RECORD SET:
╔══
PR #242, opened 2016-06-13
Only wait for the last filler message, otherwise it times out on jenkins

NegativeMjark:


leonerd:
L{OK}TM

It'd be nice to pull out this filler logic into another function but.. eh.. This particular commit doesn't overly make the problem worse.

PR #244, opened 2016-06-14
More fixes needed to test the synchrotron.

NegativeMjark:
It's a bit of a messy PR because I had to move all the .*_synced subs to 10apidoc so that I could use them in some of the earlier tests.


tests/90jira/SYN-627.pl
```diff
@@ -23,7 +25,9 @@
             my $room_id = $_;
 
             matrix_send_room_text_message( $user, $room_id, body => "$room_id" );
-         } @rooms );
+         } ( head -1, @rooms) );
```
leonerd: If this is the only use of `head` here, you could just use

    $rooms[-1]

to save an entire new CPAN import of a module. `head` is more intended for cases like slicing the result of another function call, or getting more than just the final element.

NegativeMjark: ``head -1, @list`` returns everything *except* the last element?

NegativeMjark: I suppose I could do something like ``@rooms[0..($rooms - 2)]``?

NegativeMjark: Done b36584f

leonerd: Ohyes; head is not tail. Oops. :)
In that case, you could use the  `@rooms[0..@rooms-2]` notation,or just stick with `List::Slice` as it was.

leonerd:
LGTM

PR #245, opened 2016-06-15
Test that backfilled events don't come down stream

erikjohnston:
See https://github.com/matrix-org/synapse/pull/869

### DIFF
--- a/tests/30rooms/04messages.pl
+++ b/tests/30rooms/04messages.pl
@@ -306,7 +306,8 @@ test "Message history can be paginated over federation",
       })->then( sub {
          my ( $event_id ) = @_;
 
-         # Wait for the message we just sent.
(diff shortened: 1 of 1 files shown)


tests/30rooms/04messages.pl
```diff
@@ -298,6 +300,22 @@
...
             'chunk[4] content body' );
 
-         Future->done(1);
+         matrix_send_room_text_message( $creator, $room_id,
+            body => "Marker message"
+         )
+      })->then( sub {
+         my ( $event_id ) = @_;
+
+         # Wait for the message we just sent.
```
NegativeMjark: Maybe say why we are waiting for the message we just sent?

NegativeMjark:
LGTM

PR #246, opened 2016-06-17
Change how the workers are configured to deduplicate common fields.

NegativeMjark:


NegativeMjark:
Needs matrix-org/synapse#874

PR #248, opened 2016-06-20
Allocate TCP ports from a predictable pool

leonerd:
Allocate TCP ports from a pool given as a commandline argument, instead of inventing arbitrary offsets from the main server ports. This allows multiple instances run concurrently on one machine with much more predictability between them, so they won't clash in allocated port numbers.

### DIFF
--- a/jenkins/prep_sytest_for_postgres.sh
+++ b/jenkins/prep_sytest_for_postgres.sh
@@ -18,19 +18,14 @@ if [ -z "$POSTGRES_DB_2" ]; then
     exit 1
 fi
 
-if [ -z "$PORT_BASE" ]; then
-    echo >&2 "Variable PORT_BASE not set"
╚══
ASSIGNED TASK:
Set down the whole listing again, exactly as shown above.

RESULT OF THIS EXERCISE:
PR #242, opened 2016-06-13
Only wait for the last filler message, otherwise it times out on jenkins

NegativeMjark:


leonerd:
L{OK}TM

It'd be nice to pull out this filler logic into another function but.. eh.. This particular commit doesn't overly make the problem worse.

PR #244, opened 2016-06-14
More fixes needed to test the synchrotron.

NegativeMjark:
It's a bit of a messy PR because I had to move all the .*_synced subs to 10apidoc so that I could use them in some of the earlier tests.


tests/90jira/SYN-627.pl
```diff
@@ -23,7 +25,9 @@
             my $room_id = $_;
 
             matrix_send_room_text_message( $user, $room_id, body => "$room_id" );
-         } @rooms );
+         } ( head -1, @rooms) );
```
leonerd: If this is the only use of `head` here, you could just use

    $rooms[-1]

to save an entire new CPAN import of a module. `head` is more intended for cases like slicing the result of another function call, or getting more than just the final element.

NegativeMjark: ``head -1, @list`` returns everything *except* the last element?

NegativeMjark: I suppose I could do something like ``@rooms[0..($rooms - 2)]``?

NegativeMjark: Done b36584f

leonerd: Ohyes; head is not tail. Oops. :)
In that case, you could use the  `@rooms[0..@rooms-2]` notation,or just stick with `List::Slice` as it was.

leonerd:
LGTM

PR #245, opened 2016-06-15
Test that backfilled events don't come down stream

erikjohnston:
See https://github.com/matrix-org/synapse/pull/869

### DIFF
--- a/tests/30rooms/04messages.pl
+++ b/tests/30rooms/04messages.pl
@@ -306,7 +306,8 @@ test "Message history can be paginated over federation",
       })->then( sub {
          my ( $event_id ) = @_;
 
-         # Wait for the message we just sent.
(diff shortened: 1 of 1 files shown)


tests/30rooms/04messages.pl
```diff
@@ -298,6 +300,22 @@
...
             'chunk[4] content body' );
 
-         Future->done(1);
+         matrix_send_room_text_message( $creator, $room_id,
+            body => "Marker message"
+         )
+      })->then( sub {
+         my ( $event_id ) = @_;
+
+         # Wait for the message we just sent.
```
NegativeMjark: Maybe say why we are waiting for the message we just sent?

NegativeMjark:
LGTM

PR #246, opened 2016-06-17
Change how the workers are configured to deduplicate common fields.

NegativeMjark:


NegativeMjark:
Needs matrix-org/synapse#874

PR #248, opened 2016-06-20
Allocate TCP ports from a predictable pool

leonerd:
Allocate TCP ports from a pool given as a commandline argument, instead of inventing arbitrary offsets from the main server ports. This allows multiple instances run concurrently on one machine with much more predictability between them, so they won't clash in allocated port numbers.

### DIFF
--- a/jenkins/prep_sytest_for_postgres.sh
+++ b/jenkins/prep_sytest_for_postgres.sh
@@ -18,19 +18,14 @@ if [ -z "$POSTGRES_DB_2" ]; then
     exit 1
 fi
 
-if [ -z "$PORT_BASE" ]; then
-    echo >&2 "Variable PORT_BASE not set"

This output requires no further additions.